PR #1538, opened 2023-10-17
chore: fix building hilla gradle plugin

sissbruecker:
The gradle plugin should build in CI same as every other module. Otherwise bumping a snapshot version results in the plugin missing from the build, causing it to fail.


Lodin (approved):
LGTM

### [ACTIVITY]
What is needed here is an exact transcription of the records above.

### [TASK ANSWER]
PR #1538, opened 2023-10-17
chore: fix building hilla gradle plugin

sissbruecker:
The gradle plugin should build in CI same as every other module. Otherwise bumping a snapshot version results in the plugin missing from the build, causing it to fail.


Lodin (approved):
LGTM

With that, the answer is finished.